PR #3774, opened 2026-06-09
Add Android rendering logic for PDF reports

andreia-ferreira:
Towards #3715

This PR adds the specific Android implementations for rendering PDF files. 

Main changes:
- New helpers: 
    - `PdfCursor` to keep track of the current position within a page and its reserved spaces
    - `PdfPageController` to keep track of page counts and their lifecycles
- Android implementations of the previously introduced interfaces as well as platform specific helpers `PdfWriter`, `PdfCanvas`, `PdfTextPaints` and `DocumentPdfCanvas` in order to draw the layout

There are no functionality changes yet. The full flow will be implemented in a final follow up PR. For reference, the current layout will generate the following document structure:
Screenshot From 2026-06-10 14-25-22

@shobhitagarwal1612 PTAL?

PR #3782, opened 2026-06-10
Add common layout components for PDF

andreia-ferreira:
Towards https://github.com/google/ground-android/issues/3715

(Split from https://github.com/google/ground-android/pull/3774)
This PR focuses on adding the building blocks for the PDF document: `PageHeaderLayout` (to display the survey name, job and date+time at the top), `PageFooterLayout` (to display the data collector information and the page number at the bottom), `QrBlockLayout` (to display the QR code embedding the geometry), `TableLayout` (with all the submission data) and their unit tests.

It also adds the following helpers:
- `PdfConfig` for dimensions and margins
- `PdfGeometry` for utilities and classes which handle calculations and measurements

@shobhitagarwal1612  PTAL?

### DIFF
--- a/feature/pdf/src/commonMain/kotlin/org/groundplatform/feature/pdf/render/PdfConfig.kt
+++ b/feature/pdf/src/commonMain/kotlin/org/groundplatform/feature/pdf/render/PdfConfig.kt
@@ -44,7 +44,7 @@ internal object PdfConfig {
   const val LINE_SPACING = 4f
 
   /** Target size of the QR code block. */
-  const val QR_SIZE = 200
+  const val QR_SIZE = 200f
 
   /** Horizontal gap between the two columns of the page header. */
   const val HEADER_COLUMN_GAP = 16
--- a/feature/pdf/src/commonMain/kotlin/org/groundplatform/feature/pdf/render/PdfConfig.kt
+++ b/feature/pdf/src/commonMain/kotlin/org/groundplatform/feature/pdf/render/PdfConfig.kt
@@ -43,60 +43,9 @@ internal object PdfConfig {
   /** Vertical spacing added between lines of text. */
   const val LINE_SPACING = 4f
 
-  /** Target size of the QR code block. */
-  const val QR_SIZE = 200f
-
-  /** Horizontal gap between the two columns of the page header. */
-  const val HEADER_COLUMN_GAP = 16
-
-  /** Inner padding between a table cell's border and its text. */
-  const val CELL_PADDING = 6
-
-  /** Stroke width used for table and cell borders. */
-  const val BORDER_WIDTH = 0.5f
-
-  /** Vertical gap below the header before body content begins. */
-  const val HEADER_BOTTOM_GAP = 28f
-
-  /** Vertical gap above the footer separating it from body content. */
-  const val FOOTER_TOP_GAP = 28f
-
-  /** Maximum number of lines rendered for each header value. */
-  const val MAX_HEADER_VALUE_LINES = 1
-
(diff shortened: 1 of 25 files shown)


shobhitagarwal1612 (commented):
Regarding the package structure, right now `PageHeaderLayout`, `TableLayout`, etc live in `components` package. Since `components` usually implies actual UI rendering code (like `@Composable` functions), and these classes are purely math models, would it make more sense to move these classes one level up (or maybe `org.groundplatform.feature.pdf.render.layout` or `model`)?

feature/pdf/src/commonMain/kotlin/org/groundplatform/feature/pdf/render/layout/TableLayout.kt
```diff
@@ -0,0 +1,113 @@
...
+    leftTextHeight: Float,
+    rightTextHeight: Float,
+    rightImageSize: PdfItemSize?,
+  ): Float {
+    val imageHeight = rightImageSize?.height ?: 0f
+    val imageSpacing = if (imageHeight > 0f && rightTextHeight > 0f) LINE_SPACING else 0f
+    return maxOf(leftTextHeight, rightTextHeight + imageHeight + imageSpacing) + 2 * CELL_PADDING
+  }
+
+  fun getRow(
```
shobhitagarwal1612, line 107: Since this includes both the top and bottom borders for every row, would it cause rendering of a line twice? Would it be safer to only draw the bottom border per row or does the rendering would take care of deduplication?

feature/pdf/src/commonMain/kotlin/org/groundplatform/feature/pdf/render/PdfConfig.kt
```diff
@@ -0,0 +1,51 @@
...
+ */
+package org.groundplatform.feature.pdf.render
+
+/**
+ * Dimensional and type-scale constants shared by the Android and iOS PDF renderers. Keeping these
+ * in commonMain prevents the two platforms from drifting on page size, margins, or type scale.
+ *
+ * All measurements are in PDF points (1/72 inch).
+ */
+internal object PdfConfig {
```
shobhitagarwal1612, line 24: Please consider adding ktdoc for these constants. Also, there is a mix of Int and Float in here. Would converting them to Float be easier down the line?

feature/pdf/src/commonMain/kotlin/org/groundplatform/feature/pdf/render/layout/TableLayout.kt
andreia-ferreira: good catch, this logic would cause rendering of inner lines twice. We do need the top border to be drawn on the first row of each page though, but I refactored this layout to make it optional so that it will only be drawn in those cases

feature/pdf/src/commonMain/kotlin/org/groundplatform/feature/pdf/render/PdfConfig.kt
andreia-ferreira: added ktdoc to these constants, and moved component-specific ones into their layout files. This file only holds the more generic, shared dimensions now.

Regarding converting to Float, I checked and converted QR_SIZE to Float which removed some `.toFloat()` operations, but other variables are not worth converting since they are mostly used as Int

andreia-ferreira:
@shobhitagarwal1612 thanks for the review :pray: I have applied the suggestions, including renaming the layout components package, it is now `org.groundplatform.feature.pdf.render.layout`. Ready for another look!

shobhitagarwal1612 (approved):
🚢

☆ ☆ ☆ ☆ ☆ ☆ ☆

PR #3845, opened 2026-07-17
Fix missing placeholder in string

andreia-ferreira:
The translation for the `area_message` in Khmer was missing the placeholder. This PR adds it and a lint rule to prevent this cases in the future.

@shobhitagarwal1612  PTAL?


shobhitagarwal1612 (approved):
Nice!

☆ ☆ ☆ ☆ ☆ ☆ ☆

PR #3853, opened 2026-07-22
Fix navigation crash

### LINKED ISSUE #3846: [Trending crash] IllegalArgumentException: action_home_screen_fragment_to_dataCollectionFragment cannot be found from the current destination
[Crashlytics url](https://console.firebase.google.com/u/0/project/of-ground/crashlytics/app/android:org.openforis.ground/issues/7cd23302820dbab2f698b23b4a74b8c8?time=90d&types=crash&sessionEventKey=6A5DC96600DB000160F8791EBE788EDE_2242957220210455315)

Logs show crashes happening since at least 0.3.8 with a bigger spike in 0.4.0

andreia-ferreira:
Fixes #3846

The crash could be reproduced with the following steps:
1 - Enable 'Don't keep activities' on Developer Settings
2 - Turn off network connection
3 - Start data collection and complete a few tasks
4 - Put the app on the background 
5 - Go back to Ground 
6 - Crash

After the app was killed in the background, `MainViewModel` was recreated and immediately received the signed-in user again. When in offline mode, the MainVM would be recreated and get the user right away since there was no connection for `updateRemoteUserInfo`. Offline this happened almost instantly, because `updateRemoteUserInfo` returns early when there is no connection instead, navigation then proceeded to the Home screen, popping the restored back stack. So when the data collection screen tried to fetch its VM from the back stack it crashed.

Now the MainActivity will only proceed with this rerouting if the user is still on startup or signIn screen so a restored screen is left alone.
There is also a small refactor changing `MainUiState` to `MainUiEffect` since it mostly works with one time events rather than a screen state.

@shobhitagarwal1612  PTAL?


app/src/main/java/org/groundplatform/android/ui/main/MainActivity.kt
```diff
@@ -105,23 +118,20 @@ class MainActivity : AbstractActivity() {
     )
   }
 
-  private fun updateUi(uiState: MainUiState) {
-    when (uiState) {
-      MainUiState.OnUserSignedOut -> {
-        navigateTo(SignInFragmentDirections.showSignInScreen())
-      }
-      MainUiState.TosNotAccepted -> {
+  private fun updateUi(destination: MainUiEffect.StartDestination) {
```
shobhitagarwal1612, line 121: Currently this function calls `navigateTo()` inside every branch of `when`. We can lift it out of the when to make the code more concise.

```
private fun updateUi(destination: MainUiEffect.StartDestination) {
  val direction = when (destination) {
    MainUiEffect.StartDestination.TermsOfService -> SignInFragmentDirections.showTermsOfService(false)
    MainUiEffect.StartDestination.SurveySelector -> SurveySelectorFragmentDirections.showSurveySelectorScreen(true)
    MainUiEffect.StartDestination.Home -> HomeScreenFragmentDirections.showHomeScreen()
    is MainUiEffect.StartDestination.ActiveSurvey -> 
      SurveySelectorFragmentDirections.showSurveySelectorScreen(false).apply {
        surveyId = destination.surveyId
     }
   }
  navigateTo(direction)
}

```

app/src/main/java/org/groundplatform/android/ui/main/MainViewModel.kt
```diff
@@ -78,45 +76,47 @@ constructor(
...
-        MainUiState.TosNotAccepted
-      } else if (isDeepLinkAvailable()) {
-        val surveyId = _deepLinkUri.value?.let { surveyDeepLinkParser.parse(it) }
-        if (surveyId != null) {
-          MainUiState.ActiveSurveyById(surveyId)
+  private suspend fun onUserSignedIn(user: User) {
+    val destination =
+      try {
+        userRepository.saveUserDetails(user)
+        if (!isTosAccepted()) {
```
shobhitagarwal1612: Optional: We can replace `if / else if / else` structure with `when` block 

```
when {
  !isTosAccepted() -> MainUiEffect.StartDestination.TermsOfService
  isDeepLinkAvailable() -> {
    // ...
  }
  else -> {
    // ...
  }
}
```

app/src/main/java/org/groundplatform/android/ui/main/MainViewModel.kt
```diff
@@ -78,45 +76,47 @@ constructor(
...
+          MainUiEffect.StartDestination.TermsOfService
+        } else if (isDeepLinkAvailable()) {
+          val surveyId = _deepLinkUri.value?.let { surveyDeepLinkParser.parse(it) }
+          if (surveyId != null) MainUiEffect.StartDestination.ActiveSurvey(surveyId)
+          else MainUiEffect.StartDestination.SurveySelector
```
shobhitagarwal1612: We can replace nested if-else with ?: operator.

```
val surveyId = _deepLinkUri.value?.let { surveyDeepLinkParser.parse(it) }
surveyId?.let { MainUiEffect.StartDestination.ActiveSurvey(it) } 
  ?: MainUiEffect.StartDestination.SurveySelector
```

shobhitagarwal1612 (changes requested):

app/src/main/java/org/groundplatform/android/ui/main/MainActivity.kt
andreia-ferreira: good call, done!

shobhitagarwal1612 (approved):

☆ ☆ ☆ ☆ ☆ ☆ ☆

What the task asks:
From the listing above, work out how many lines hold "rightTextHeight". The answer is the number and nothing more.

Final answer:
3